Problem description: How many lines of the records hold the string "consulted"? Reply with the number alone.
■ ■ ■
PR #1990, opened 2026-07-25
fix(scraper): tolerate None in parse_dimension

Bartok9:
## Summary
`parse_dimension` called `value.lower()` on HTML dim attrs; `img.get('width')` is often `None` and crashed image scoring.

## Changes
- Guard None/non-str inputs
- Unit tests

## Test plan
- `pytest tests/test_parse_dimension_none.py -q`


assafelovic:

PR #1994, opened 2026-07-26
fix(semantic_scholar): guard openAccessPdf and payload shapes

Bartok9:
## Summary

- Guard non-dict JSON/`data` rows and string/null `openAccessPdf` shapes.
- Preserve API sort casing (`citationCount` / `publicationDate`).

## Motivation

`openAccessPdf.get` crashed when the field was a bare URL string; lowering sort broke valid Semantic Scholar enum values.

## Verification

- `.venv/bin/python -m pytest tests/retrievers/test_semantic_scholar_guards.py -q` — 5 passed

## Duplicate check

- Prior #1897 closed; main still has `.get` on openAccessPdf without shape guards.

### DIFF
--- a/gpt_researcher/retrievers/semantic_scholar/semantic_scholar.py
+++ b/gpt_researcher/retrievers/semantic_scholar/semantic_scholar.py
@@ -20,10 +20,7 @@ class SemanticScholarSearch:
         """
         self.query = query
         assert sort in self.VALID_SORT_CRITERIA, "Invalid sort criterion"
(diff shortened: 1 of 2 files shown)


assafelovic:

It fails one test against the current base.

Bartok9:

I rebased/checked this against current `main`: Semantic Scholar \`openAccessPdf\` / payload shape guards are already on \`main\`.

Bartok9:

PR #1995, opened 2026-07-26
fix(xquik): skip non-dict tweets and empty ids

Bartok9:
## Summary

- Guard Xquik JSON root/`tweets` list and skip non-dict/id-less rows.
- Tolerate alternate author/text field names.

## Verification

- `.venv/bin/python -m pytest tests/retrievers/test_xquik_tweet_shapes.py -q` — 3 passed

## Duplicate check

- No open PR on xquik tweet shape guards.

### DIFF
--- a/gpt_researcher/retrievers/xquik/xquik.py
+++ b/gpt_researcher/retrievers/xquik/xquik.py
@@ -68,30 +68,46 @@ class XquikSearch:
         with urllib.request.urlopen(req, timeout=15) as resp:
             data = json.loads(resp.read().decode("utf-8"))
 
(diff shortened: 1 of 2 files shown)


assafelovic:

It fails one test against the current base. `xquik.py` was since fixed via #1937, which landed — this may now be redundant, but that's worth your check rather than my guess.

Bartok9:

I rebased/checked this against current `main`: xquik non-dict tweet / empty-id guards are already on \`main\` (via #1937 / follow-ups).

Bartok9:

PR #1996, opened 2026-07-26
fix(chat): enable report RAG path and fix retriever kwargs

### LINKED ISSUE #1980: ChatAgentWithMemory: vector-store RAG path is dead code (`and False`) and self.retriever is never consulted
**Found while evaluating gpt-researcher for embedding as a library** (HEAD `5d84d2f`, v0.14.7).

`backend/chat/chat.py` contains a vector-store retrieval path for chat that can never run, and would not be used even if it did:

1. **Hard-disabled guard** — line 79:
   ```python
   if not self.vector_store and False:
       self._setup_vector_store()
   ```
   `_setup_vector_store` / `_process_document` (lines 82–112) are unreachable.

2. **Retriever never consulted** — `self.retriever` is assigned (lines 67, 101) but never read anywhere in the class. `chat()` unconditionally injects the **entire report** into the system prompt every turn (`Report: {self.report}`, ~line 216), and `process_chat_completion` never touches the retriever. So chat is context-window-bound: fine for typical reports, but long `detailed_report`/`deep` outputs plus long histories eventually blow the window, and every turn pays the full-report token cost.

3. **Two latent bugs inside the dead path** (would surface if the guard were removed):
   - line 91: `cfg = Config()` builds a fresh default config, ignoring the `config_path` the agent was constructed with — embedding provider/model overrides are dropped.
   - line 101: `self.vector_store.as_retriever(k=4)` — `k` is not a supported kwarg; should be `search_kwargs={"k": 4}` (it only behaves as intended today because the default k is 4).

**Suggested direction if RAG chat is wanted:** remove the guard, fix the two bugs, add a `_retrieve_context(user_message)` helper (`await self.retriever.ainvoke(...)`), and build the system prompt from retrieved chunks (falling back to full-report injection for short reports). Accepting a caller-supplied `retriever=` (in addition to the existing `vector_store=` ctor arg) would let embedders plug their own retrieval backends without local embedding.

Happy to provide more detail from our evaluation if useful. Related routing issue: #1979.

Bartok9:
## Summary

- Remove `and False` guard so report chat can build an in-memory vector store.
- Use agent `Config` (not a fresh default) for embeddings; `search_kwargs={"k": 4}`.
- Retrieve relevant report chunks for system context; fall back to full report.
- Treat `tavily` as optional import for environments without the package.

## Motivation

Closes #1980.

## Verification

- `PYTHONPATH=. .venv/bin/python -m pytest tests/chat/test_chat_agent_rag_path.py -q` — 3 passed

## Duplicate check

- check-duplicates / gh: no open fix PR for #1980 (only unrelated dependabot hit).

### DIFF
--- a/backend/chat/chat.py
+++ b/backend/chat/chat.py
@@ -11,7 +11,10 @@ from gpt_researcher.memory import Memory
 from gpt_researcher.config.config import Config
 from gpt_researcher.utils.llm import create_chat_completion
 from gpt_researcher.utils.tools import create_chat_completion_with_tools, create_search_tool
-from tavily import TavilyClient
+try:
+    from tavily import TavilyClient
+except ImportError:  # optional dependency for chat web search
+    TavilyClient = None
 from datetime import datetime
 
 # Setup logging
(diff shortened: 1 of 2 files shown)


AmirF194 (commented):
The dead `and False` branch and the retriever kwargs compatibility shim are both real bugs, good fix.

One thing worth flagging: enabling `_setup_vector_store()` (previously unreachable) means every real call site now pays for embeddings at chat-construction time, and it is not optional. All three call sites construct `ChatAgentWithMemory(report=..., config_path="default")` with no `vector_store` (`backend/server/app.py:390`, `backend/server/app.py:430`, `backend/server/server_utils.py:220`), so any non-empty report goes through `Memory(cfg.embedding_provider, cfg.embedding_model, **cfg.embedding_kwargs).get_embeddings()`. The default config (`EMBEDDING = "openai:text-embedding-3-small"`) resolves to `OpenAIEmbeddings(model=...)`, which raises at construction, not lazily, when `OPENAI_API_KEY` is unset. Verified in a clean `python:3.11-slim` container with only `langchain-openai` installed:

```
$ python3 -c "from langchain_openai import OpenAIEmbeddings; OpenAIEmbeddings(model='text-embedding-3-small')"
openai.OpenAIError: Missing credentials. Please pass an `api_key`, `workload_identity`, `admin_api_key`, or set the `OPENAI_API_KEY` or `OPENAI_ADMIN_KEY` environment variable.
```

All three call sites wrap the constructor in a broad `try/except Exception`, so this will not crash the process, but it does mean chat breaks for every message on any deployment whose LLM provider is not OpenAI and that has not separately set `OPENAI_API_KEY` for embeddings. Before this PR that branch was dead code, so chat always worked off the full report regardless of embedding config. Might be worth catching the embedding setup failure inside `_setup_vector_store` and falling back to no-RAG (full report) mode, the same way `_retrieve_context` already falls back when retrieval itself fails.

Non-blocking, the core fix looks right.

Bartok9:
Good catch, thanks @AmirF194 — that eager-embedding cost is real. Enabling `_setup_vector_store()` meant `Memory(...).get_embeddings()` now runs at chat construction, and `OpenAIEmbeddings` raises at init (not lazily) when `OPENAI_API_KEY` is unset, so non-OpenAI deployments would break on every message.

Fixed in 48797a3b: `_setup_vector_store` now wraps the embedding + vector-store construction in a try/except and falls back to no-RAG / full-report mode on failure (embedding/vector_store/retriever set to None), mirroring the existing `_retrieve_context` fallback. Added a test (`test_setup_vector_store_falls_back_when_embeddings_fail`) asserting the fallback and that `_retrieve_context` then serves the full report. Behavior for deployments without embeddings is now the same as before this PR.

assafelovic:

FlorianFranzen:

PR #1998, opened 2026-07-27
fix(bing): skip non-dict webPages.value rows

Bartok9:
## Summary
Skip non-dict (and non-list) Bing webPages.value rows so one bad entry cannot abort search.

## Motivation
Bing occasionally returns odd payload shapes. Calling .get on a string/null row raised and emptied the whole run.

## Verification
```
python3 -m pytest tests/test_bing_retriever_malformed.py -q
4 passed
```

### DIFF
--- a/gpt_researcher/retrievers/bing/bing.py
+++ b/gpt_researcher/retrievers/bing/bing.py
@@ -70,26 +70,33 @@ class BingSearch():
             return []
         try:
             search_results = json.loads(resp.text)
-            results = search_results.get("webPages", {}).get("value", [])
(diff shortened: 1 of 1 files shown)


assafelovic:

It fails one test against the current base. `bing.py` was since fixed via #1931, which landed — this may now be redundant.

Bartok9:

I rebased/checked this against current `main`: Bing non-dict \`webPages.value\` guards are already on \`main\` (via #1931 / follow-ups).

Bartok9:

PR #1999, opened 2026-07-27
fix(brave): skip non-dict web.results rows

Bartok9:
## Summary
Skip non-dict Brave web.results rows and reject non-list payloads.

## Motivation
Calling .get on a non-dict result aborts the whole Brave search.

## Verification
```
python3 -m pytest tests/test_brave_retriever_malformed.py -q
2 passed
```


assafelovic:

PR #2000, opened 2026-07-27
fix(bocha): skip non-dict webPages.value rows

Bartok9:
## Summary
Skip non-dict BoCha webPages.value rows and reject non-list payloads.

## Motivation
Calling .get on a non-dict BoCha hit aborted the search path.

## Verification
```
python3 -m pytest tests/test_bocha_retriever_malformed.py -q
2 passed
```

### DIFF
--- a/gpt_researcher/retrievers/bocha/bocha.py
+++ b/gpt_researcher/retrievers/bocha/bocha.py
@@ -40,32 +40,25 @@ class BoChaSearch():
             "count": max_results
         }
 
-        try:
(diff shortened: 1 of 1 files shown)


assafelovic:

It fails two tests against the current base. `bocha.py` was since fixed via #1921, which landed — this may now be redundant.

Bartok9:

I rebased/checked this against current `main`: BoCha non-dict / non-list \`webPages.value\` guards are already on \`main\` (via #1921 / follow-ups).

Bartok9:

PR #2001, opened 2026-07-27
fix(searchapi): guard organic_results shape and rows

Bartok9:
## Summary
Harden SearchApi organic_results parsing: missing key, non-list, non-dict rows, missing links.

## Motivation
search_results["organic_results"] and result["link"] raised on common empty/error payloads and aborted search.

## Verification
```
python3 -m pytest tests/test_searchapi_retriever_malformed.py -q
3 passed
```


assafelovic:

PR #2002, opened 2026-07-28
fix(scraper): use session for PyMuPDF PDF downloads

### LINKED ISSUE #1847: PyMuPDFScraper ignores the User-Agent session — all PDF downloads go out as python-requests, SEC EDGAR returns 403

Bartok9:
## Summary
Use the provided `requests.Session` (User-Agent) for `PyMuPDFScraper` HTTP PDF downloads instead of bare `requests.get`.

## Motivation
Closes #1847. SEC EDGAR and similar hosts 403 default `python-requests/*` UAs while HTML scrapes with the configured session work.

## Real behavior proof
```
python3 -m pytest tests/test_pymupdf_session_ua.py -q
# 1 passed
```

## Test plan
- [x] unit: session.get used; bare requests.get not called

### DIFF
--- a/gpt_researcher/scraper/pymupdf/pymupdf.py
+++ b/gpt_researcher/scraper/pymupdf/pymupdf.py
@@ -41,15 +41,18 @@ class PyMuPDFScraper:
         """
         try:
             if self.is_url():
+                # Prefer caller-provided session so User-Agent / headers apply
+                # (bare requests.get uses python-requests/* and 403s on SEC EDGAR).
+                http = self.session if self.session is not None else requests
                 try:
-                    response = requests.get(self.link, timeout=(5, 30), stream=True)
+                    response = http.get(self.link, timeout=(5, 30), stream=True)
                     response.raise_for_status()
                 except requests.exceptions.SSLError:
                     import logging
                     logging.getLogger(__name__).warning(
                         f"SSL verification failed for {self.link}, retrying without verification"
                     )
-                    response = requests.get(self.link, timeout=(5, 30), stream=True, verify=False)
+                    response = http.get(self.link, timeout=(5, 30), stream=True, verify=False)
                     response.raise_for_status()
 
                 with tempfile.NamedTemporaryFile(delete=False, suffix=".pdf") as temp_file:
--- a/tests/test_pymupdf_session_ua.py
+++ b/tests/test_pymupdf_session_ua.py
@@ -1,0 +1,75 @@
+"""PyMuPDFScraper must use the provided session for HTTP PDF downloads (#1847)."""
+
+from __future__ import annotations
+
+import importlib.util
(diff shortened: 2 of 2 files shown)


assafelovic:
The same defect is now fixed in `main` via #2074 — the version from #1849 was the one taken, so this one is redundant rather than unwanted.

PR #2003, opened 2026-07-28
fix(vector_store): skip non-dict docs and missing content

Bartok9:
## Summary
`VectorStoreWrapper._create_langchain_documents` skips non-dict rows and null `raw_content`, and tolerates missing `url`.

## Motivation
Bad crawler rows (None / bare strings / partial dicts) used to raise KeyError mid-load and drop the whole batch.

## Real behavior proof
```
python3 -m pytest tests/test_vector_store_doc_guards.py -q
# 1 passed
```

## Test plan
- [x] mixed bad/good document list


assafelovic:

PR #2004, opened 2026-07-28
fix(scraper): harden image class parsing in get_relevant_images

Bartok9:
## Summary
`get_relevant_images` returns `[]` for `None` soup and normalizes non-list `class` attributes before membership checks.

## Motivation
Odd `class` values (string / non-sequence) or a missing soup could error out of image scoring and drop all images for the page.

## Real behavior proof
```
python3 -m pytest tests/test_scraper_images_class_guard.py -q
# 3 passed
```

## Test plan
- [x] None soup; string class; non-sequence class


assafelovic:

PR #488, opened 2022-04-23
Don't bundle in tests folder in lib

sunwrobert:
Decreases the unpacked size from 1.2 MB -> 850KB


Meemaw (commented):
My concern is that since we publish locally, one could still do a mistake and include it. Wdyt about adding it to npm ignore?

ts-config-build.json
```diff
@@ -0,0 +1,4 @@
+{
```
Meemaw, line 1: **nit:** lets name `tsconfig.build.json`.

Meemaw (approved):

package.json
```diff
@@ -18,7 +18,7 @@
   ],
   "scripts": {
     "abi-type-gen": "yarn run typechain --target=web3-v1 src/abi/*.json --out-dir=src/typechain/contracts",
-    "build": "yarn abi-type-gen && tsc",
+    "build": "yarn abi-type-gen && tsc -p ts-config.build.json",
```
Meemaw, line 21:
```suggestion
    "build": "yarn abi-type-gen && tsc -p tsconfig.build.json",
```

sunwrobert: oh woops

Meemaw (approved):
■ ■ ■
Solution to this task: 2